I was struggling because there were no resources covering it in the Japanese-speaking community.
I happened to want to add IPv6 to a Hetzner IPv4 server, so I gave it a try. By the way, adding an IPv6 address to a server that already has an IPv4 address on Hetzner costs an additional $1 per month.
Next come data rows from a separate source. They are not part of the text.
PR #16562, opened 2019-08-29
MAX_PATH reduction.

jaykrell:
Steps on toes somewhat of https://github.com/mono/mono/pull/16553 but tried not to entirely.

PR #16920, opened 2019-09-18
Use eglib win32 helper functions without MAX_PATH limit

CoffeeFlux:
Update to use Jay's helper functions introduced in #16562


CoffeeFlux:
Oops, forgot we were using the mono_w32process stuff for cross-platform compat. Will update the signatures for the relevant functions.

CoffeeFlux:
Okay, less small than I'd hoped for, but still should be pretty quick to review.

CoffeeFlux:
@monojenkins build failed

CoffeeFlux:
@monojenkins build failed

CoffeeFlux:
@monojenkins build failed

CoffeeFlux:

CoffeeFlux:
@monojenkins build failed

jaykrell:
I'm not sure careful maintenance of declarations is worth the tedium and noise, vs.  deferring the check to be a link error. At least on Windows it is always a static link error. Maybe Unix allows the unresolved external when building .so files.

CoffeeFlux:
@monojenkins build failed

PR #16921, opened 2019-09-18
Use new eglib string helper functions

CoffeeFlux:
Another quick PR to use new functions added by Jay a little while back, this time in #15530. The most important change here is avoiding the extra unnecessary allocation.

### DIFF
--- a/mono/metadata/reflection.c
+++ b/mono/metadata/reflection.c
@@ -1521,7 +1521,7 @@ assembly_name_to_aname (MonoAssemblyName *assembly, char *p) {
 	while (g_ascii_isspace (*p))
 		p++;
 	while (*p) {
-		if ((*p == 'V' || *p == 'v') && g_ascii_strncasecmp (p, "Version=", 8) == 0) {
+		if ((*p == 'V' || *p == 'v') && g_ascii_strncasecmp (p, G_STRING_CONSTANT_AND_LENGTH ("Version=")) == 0) {
 			p += 8;
 			assembly->major = strtoul (p, &s, 10);
 			if (s == p || *s != '.')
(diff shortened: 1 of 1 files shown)


jaykrell:
It'd be nice to take out `+= 8`.

Like:

```
gboolean
g_ascaii_skip_prefix_case (char **pp, gsize *plength, const char *prefix, gsize prefix_length)
{
 gsize length = *plength;
 if (length < prefix_length)
   return FALSE;
 char *p = *pp;
 if (g_ascii_equal_caseinsensitive (p, length, prefix, prefix_lengt) {
    *pp = p + prefix_length;
    *plength = len - prefix_length;
    return TRUE;
  }
  return FALSE;
}
```

or maybe:

```
gsize
g_ascaii_check_prefix_case (const char *p, gsize length, const char *prefix, gsize prefix_length)
{
 return g_ascii_equal_caseinsensitive (p, length, prefix, prefix_length) ? prefix_length : 0;
}
```

```
if ((*p == 'V' || *p == 'v') && g_ascii_strncasecmp (p, G_STRING_CONSTANT_AND_LENGTH ("Version=")) == 0) { 
			p += 8; 
```

becomes then, either:

```
len = strlen (p);
g_ascaii_skip_prefix_case (&p, &len, G_STRING_CONSTANT_AND_LENGTH ("Version="));
```

or:

```
gsize match = g_ascaii_skip_prefix_case (p, strlen (p), G_STRING_CONSTANT_AND_LENGTH ("Version="));
if (match)
 p += match;
```

jaykrell:
The lengths are still duplicated, so the helpers don't help enough, in this case (they can be useful otherwise).

mono/metadata/reflection.c
```diff
@@ -1550,9 +1550,9 @@ assembly_name_to_aname (MonoAssemblyName *assembly, char *p) {
 					p++;
 				}
 			}
-		} else if ((*p == 'P' || *p == 'p') && g_ascii_strncasecmp (p, "PublicKeyToken=", 15) == 0) {
+		} else if ((*p == 'P' || *p == 'p') && g_ascii_strncasecmp (p, G_STRING_CONSTANT_AND_LENGTH ("PublicKeyToken=")) == 0) {
 			p += 15;
-			if (strncmp (p, "null", 4) == 0) {
+			if (strncmp (p, G_STRING_CONSTANT_AND_LENGTH ("null")) == 0) {
```
lambdageek: Build fails on Linux.  apparently `strncmp` is a macro and the preprocessor is unhappy with this line.

CoffeeFlux: Yeah, I just never got around to fixing this. I'm cleaning up various backlogged issues right now, will get to this eventually.

jaykrell: Yeah, we discussed this, a while ago. To wrap it in g_strncmp or such.

Issue #16709, opened 2019-09-06
Disposing the FileSystemWatcher does not close associated file descriptors


mrward:
## Steps to Reproduce

Related problem - https://github.com/mono/mono/issues/15931

1. Sample project - https://github.com/mrward/test-file-watcher-dispose - multi-target project that builds .NET 4.7.2 and .NET Core 2.1
2. Build this project.
3. From the command line run `mono bin/debug/net472/FileWatcherDisposeTest.exe`
4. Run `lsof -p pid`. Process id is output from the console app.
5. See that the file watcher creates file descriptors for several directories.
6. After 10 seconds the file watcher will be disposed.
7. Run `lsof -p pid` again.

### Current Behavior

lsof still lists the directories.

```
mono-sgen 3972 user    4r DIR   1,12      170   51740695 /Volumes/Drive/projects/tests/FileWatcherDisposeTest/FileWatcherDisposeTest/bin/Debug/net472
mono-sgen 3972 user    5r DIR   1,12      136   51740600 /Volumes/Drive/projects/tests/FileWatcherDisposeTest/FileWatcherDisposeTest/bin/Debug
mono-sgen 3972 user    6r DIR   1,12      102   51740599 /Volumes/Drive/projects/tests/FileWatcherDisposeTest/FileWatcherDisposeTest/bin
mono-sgen 3972 user    7r DIR   1,12      204   51740594 /Volumes/Drive/projects/tests/FileWatcherDisposeTest/FileWatcherDisposeTest
mono-sgen 3972 user    8r DIR   1,12      170   51740593 /Volumes/Drive/projects/tests/FileWatcherDisposeTest
mono-sgen 3972 user    9r DIR   1,12     6324     185300 /Volumes/Drive/projects/tests
mono-sgen 3972 user   10r DIR   1,12     2312        278 /Volumes/Drive/projects
mono-sgen 3972 user   11r DIR   1,12      646          2 /Volumes/Drive
mono-sgen 3972 user   12r DIR    1,4      160     420284 /Volumes
```
If you change the console project to run GC.Collect after the dispose then lsof will not list the directories.

Also affects .NET Core 2.1 (bug the GC.Collect does not workaround the problem there)

### Expected Behavior

File watcher directories not listed by lsof.

Note that 

## On which platforms did you notice this

[x] macOS
[ ] Linux
[ ] Windows

**Version Used**:

[...]

PR #16922, opened 2019-09-18
[System] Make FileSystemWatcher backend non-static

lambdageek:
The FileSystemWatcher `watcher` field is the backend IFileWatcher that's
supposed to be used for the actual operations.

Each backend has a `bool GetInstance (out watcher)` method that returns a
singleton object, so each new instance of FileSystemWatcher gets the same
IFileWatcher instance.  (They will get different `watcher_handle` instances
which are used by some backends to uniquely identify this FileSystemWatcher).

However when the first FileSystemWatcher instance is `Dispose`d, it will set
`watcher = null` which will prevent the remaining instances from calling

    watcher?.StopDispatching (watcher_handle);
    watcher?.Dispose (watcher_handle);

which means that the backend won't properly cleanup resources for any other FSW
instances that have other `watcher_handle` values.

Addresses https://github.com/mono/mono/issues/16709

### DIFF
--- a/mcs/class/System/Test/System.IO/FileSystemWatcherTest.cs
+++ b/mcs/class/System/Test/System.IO/FileSystemWatcherTest.cs
@@ -135,20 +135,19 @@ namespace MonoTests.System.IO
 
 				var fsw1 = new FileSystemWatcher (tmp.Path, "*");
 				var fsw2 = new FileSystemWatcher (tmp.Path, "*");
+				// at this point watcher and watcher_handle should be set
 
-				// Can't check for internal_map earlier - it is lazily created when the first FSW instance is created
-				var internal_map = proxyTypeInternalMapField.GetValue (null)
-					as global::System.Collections.Generic.IDictionary<object, global::System.IO.CoreFX.FileSystemWatcher>;
-				Assert.IsNotNull (internal_map);
-
+				global::System.Collections.Generic.IDictionary<object, global::System.IO.CoreFX.FileSystemWatcher> internal_map = null;
 				object handle1 = null;
 				object handle2 = null;
 
 				// using "using" to ensure that Dispose gets called even if we throw an exception
 				using (var fsw11 = fsw1)
 				using (var fsw22 = fsw2) {
-					// at this point watcher and watcher_handle should be set
 
+					// Once at least one FSW is initialized, watcher should be set.  But if the
+					// wrong backend is getting used, ignore this test because the other checks
+					// (internal_map in particular) won't be valid.
 					var watcher = watcherField.GetValue (fsw1);
 					Assert.IsNotNull (watcher);
 					if (!proxyType.IsAssignableFrom (watcher.GetType ()))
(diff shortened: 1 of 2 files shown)


Therzok:
@monojenkins backport 2019-06

lambdageek:
I'm not sure how to write a good test case for this (how do you write a test to verify that Dispose was called?).

The [sample test code](https://github.com/mrward/test-file-watcher-dispose/blob/e832e854712e813795d7c198948dc2588bc6d630/Program.cs) relies on manually observing the result of `lsof -p <pid>` which is not convenient to do in a regression test.

Therzok:
@lambdageek FileSystemWatcher is not sealed, so you can subclass and override.

steveisok:
@monojenkins backport 2019-08

lambdageek:
Added a test case that's using reflection to peek at the `internal_map` inside `CoreFXFileSystemWatcherProxy` to check that after `Dispose` it's not holding any more entries keyed on the FSW's `watch_handle` values.

steveisok:
@monojenkins backport 2019-08

mcs/class/System/Test/System.IO/FileSystemWatcherTest.cs
```diff
@@ -109,7 +110,72 @@ public void LargeNumberOfInstances ()
...
+				}
+
+				// Dispose was called, now watcher_handle should be null
+
+				Assert.IsNull (watcherHandleField.GetValue (fsw1));
+				Assert.IsNull (watcherHandleField.GetValue (fsw2));
+
+				// and moreover, the CoreFXFileSystemWatcherProxy shouldn't have entries for either handle1 or handle2
+
+				var proxyTypeInternalMapField = proxyType.GetField ("internal_map", BindingFlags.Static | BindingFlags.NonPublic);
```
Therzok: can we check the values are there _before_ disposing?

steveisok:
@monojenkins build failed

mcs/class/System/Test/System.IO/FileSystemWatcherTest.cs
```diff
@@ -109,7 +110,72 @@ public void LargeNumberOfInstances ()
...
+				Assert.IsNotNull (proxyTypeInternalMapField);
+				var internal_map = proxyTypeInternalMapField.GetValue (null)
+					as global::System.Collections.Generic.IDictionary<object, global::System.IO.CoreFX.FileSystemWatcher>;
```
alexischr: I would think this would not work on BCL profiles where the FSW namespace shift doesn't happen. You probably need this: 

https://github.com/mono/corefx/blob/master/src/System.IO.FileSystem.Watcher/src/System/IO/FileSystemWatcher.cs#L15

lambdageek: @alexischr This entire file is inside `#if !MOBILE`.  

Also I found that conditional confusing - which of our configuration define `MONO`, `MOBILE` and `MOBILE_DESKTOP_HOST`?  Is that Android Designer?

```csharp
#if MONO && (!MOBILE || MOBILE_DESKTOP_HOST)
```

steveisok:
@lambdageek Looks like windows doesn't your test :-(

lambdageek:
```
Assert.IsNotNull (internal_map);
```
this line is failing on Windows.  I guess because we don't use the `CoreFXFileSystemWatcherProxy`  as the backend on Windows. so the `internal_map` is never initialized

steveisok:
@monojenkins backport 2019-06

steveisok:
@monojenkins backport 2019-06

steveisok:
3rd time is the charm

@monojenkins backport 2019-06

PR #16925, opened 2019-09-18
[netcore] Add dllmap

### LINKED ISSUE #16521: [netcore] Implement DllMap
Run the following snippet on macOS:
```csharp
using System;

class Program
{
    [DllImport("msvcrt")]
    public static extern int rand();

    {
        Console.WriteLine("Rand: " + rand());
    }
}
```

legacy mono will redirect "msvcrt" to "libc" (see https://github.com/mono/mono/blob/master/data/config.in#L18) and return some random value,

Mono-netcore:
```
Unhandled Exception:
System.DllNotFoundException: msvcrt assembly:<unknown assembly> type:<unknown type> member:(null)
   at HelloWorld.Program.Main(String[] args)
[ERROR] FATAL UNHANDLED EXCEPTION: System.DllNotFoundException: msvcrt assembly:<unknown assembly> type:<unknown type> member:(null)
   at HelloWorld.Program.Main(String[] args)
```

CoffeeFlux:
Fixes #16521

I'm not convinced this is particularly robust or the best way to do things, but I'm not an autotools pro. If there's a better way to pass down variables here than copying them into config.make, please let me know.

I've opted to start as conservatively as possible, with just libc, in an effort to avoid compatibility shims with .NET 5. Additional entries can be added in the same fashion as this one should need arise.

### DIFF
--- a/configure.ac
+++ b/configure.ac
@@ -6986,6 +6986,7 @@ if test "x$with_core" = "xonly"; then
   echo "COREARCH = $COREARCH" >> netcore/config.make
   echo "CORETARGETS = $CORETARGETS" >> netcore/config.make
   echo "MONO_CORLIB_VERSION = $MONO_CORLIB_VERSION" >> netcore/config.make
+  echo "LIBC = $LIBC" >> netcore/config.make
 
   if test x$build_darwin = xyes; then
     echo "HOST_PLATFORM ?= macos" >> netcore/config.make
--- a/netcore/Makefile
+++ b/netcore/Makefile
@@ -92,12 +92,14 @@ patch-app: prepare
 	cd $(APP_PATH) && $(DOTNET) publish -c Release -r $(RID) -f netcoreapp3.0
 	cp ../mono/mini/.libs/libmonosgen-2.0$(PLATFORM_AOT_SUFFIX) $(APP_PATH)/bin/Release/netcoreapp3.0/$(RID)/publish/$(PLATFORM_AOT_PREFIX)coreclr$(PLATFORM_AOT_SUFFIX)	
 	cp System.Private.CoreLib/bin/$(COREARCH)/System.Private.CoreLib.dll $(APP_PATH)/bin/Release/netcoreapp3.0/$(RID)/publish
+	cp System.Private.CoreLib/bin/$(COREARCH)/System.Private.CoreLib.dll.config $(APP_PATH)/bin/Release/netcoreapp3.0/$(RID)/publish
 	cp System.Private.CoreLib/bin/$(COREARCH)/System.Private.CoreLib.pdb $(APP_PATH)/bin/Release/netcoreapp3.0/$(RID)/publish
 
 # makes $(DOTNET) to use mono runtime (to run real-world apps using '$(DOTNET) run')
 patch-local-dotnet: prepare
 	cp ../mono/mini/.libs/libmonosgen-2.0$(PLATFORM_AOT_SUFFIX) ../.dotnet/shared/Microsoft.NETCore.App/$(BOOTSTRAP_RUNTIME)/$(PLATFORM_AOT_PREFIX)coreclr$(PLATFORM_AOT_SUFFIX)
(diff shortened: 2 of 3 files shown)


CoffeeFlux:
NativeLibrary is on my todo list for this sprint, so that should be coming soon at least.

filipnavara:
For the record, CoreCLR has two versions of the name resolution algorithm - [a managed one ](https://github.com/dotnet/coreclr/blob/master/src/System.Private.CoreLib/shared/System/Runtime/Loader/LibraryNameVariation.Unix.cs) and [native one](https://github.com/dotnet/coreclr/blob/ab2f9caaf35c96d029b96aa171ee65d04253cf7c/src/vm/dllimport.cpp#L6375-L6436). They do handle fallback from something like "libc.so.42" to "libc.so" but not the other way around. I'd be curious to see some real-world example of .NET code that currently fails without the dllmap so I can see how it behaves on CoreCLR.

akoeplinger:
I share @filipnavara's concern on this one, we shouldn't be implementing things which deviate from the other .NET Core runtimes without a good reason.

lambdageek:
I find the CoreCLR hardcoded resolutions algorithm somewhat unsatisfactory - a data-driven approach seems more predictable than a hardcoded algorithm.

That said, I agree with @filipnavara - https://github.com/mono/mono/issues/16521#issuecomment-533172829 - let's see a real-world example where netcore mono needs a dllmap for libc before we the dllmap.  Maybe we just need to finish the rest of the netcore native library loading support first.

CoffeeFlux:
Per https://github.com/mono/mono/issues/16521#issuecomment-533176960, we *are* going to need some sort of manual transition for libc. I'll adjust this to not use an external file for now.

filipnavara:
@CoffeeFlux I checked some code on GitHub and it explicitly specified `libc.so.6` in the library name. CoreCLR can fallback from that to `libc.so` or even `libc.dylib`.

jaykrell:
Linux upgraded from libc5, which I suspect wasn't even GLIBC, to libc6, which is glibc (ignoring muslc, etc.), circa 1996, and it'll presumably never change again. It was painful then. It'd be much worse now.

CoffeeFlux:
@filipnavara i think you have the issue backwards - the concern here isn't getting libc from someone specifying libc.so.6, but the reverse. The comment I linked indicates CoreCLR has a manual translation to deal with that singular case. We will need something equivalent, because some code just specifies 'libc'. This entire issue came up because someone in Slack was trying to run benchmarking code doing exactly that and it was failing :(

filipnavara:
@CoffeeFlux I am suggesting that the original issue has it backwards. While searching for code on GitHub the usages on .NET Core friendly libraries use the numbered form (eg. https://github.com/tmds/Tmds.LibC/blob/43eb8b525a49a4e3a179a2f7fa533f18c69273ee/src/Sources/linux.specific/LibraryNames.glibc.cs#L5). I understand that Mono historically supported specifying "libc" but it looks to me like the .NET Core standard way is to specify "libc.so.6" and let it fallback to something that is actually available.

filipnavara:
Ah, I missed the last comment on the issue. I see, we should implement that.

CoffeeFlux:
I see. That seems crazy though - why would the *default* be to specify "libc.so.6" instead of "libc" for a cross-platform application... I guess we have to be able to map both ways? This is getting messier by the minute :(

vargaz:
These dllmaps were added so users can fix these problems themselves because the logic is not in C code. So having that functionality in the netcore version of mono is useful imho.

CoffeeFlux:
@marek-safar I'm going to need to somehow implement the libc transition and this seems like a reasonable approach instead of hard-coding something into the runtime. Can we merge this if I update the PR to ensure it's included in the NuGet package?

marek-safar:
@CoffeeFlux I think for the libc case we should go with the platform-specific handling compiled in. I am not sure the complexity of handling this required mapping through e.g. CLI packaging. That does not mean we have to rip out the dllmap I'd just not use it for this common library

PR #16927, opened 2019-09-19
Partially inline mono_method_signature_checked/internal.

jaykrell:
Or consider LTO/LTCG on desktop.

### DIFF
--- a/mono/profiler/coverage.c
+++ b/mono/profiler/coverage.c
@@ -278,7 +278,7 @@ dump_method (gpointer key, gpointer value, gpointer userdata)
 	image = mono_class_get_image (klass);
 	image_name = mono_image_get_name (image);
 
-	method_signature = mono_signature_get_desc (mono_method_signature_profiler (method), TRUE);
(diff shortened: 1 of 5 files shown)


jaykrell:
@monojenkins build failed

mono/profiler/coverage.c
```diff
@@ -278,7 +278,7 @@ dump_method (gpointer key, gpointer value, gpointer userdata)
 	image = mono_class_get_image (klass);
 	image_name = mono_image_get_name (image);
 
-	method_signature = mono_signature_get_desc (mono_method_signature_internal (method), TRUE);
+	method_signature = mono_signature_get_desc (mono_method_signature_profiler (method), TRUE);
```
lambdageek: Why can't the profiler use the `static inline` definitions?

jaykrell: Initially I had separate out of line profiler functions and profiler couldn’t use unexporteds. Now, agreed, should work, will apply that. Thank you/sorry.

jaykrell:
@monojenkins build failed

jaykrell:
@monojenkins build failed

PR #16928, opened 2019-09-19
[draft] Reduce BCL/test sensitivity to tailcall optimizations,

jaykrell:
only where it is fairly obvious what the problem is.

There are other problems but they aren't understood.

In particular code likes to walk stack to precisely verify
it is "as expected" or to report data based on its caller.

One unusual API fails to take a parameter but instead the parameter
is the calling class, called from .cctor.

The calls to "NoTailcall" strewn around, are not a special symbol that a runtime/compiler should special case. Rather, they remove the ability for the preceding call to actually be a tailcall, because it is no longer followed by a ret, which is the most basic requirement for "simple auto tailcall" (in the absence of fancier optimization, such as making removing the call code that does nothing, etc.)

### DIFF
--- a/mcs/class/Mono.Debugger.Soft/Makefile
+++ b/mcs/class/Mono.Debugger.Soft/Makefile
@@ -1,6 +1,14 @@
 thisdir = class/Mono.Debugger.Soft
 include ../../build/rules.make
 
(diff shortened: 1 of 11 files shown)


akoeplinger:

PR #16929, opened 2019-09-19
Remove switch_dir_separators. Leave strings alone. Compat?

jaykrell:
Note that the code does not even quite do what the comment says -- it skips the last character always.

This function seems questionable, but maybe it helps Windows code run on Unix?

### DIFF
--- a/mono/metadata/w32process-unix.c
+++ b/mono/metadata/w32process-unix.c
@@ -1175,19 +1175,6 @@ mono_w32process_signal_finished (void)
 }
 
 #if defined (HAVE_FORK) && defined (HAVE_EXECVE)
-static void
-switch_dir_separators (char *path)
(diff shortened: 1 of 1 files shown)


jaykrell:
@monojenkins build failed

lateralusX:
I guess there is a rather big risk introducing regression with this change, since this function get used by managed Process class. Even if CI doesn't rely on switching dir separators, there is certainly code out there that do, that would be broken by this change. I suggest that we just fix the identified issue not replacing the dir separator, if it is the last one in the string, but keep the function around.

jaykrell:
On the other hand, how do you pass through backward slash?
Why does it alone not make it through unchanged?
What does CoreCLR do?
I wonder if there is a spec for this.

I thought, "They charge for IPv6 addresses...?" so I'm glad I didn't add one there.
Since it is actually an IPv6 Tunnel, you need to be careful about that point.
What's surprisingly convenient is using this route64 as a relay for VPSs with terrible response latency; if you issue this IPv6 address and use it as a relay between the SSH client and the SSH server, it becomes quite comfortable.
Trying out IPv6 Tunnel
Select "add tunnelbroker" below:
Then select the tunneling method:
I chose WireGuard because it's easy and I already had it installed on my server.
Now, add the IPv4 address of the server you want to assign IPv6 to.
In other words, this is the configuration for the WireGuard client side.
In my case, it's 91.98.169.80.
This will output the WireGuard configuration file, so all you have to do is wg-quick up conf-file.
Yes, as some of you may have noticed, the second IPv6 address in the AAAA record for this blog is the address obtained this way.
Anycast service is also available for IPv4
I had assumed it was only for IPv6 based on the service name, but it seems Anycast addresses also support IPv4. Impressive.
So, I'm thinking of trying to get an Anycast address soon.
Also, I haven't given up on obtaining an IPv4 subnet, so I'll need some time to research if there's a way to maintain it at a low cost.